采集http请求时获取target最终参数

  • 这些参数后面会加在请求目标地址的时候,代码位置 D:\go_path\src\github.com\prometheus\prometheus\scrape\target.go
  • 在target的URL方法中可以看到 几个重要的参数 Schema、host、path、params
func (t *Target) URL() *url.URL {
	params := url.Values{}

	for k, v := range t.params {
		params[k] = make([]string, len(v))
		copy(params[k], v)
	}
	for _, l := range t.labels {
		if !strings.HasPrefix(l.Name, model.ParamLabelPrefix) {
			continue
		}
		ks := l.Name[len(model.ParamLabelPrefix):]

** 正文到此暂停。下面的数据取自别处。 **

PR #138, opened 2021-02-26
Empty lines and trailing spaces removal 

PrzemyslawSarnacki:
Fix for recently observed bug which causes 'USDTUSDT' pair. Trailing spaces are stripped and every empty string is removed from the list of coins.

### DIFF
--- a/crypto_trading.py
+++ b/crypto_trading.py
@@ -54,7 +54,8 @@ supported_coin_list = []
 
 # Get supported coin list from supported_coin_list file
 with open('supported_coin_list') as f:
-    supported_coin_list = f.read().upper().splitlines()
+    supported_coin_list = f.read().upper().strip().splitlines()
+    supported_coin_list = list(filter(None, supported_coin_list))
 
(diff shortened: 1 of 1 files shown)


edeng23:
Hey, can you please rebase the code instead of using a merge commit? Thanks :)

PrzemyslawSarnacki:
Sure everything should be fine now. Sorry for that

j-waters:
This doesn't appear to do anything? You may have lost some code in the rebase

PrzemyslawSarnacki:
> This doesn't appear to do anything? You may have lost some code in the rebase

What do you mean by this? It does exactly what I've described. It is a fix for trailing lines inside coin list file (which results in a "" string inside coin list which in turn makes 'USDTUSDT' pair. Only two lines are changed to accomplish that.

j-waters:
Oh sorry I completely missed the `.strip()`! That is a good change although it still shouldn't fix the `USDTUSDT` pair issue, I opened a new PR that should fix that #139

		if len(params[ks]) > 0 {
			params[ks][0] = l.Value
		} else {
			params[ks] = []string{l.Value}
		}
	}

	return &url.URL{
		Scheme:   t.labels.Get(model.SchemeLabel),
		Host:     t.labels.Get(model.AddressLabel),
		Path:     t.labels.Get(model.MetricsPathLabel),
		RawQuery: params.Encode(),
	}
}
  • 在最终的采集动作中,会获取target的URL方法获取 地址和参数,位置 D:\go_path\src\github.com\prometheus\prometheus\scrape\scrape.go
func (s *targetScraper) scrape(ctx context.Context, w io.Writer) (string, error) {
	if s.req == nil {
		req, err := http.NewRequest("GET", s.URL().String(), nil)
    }
}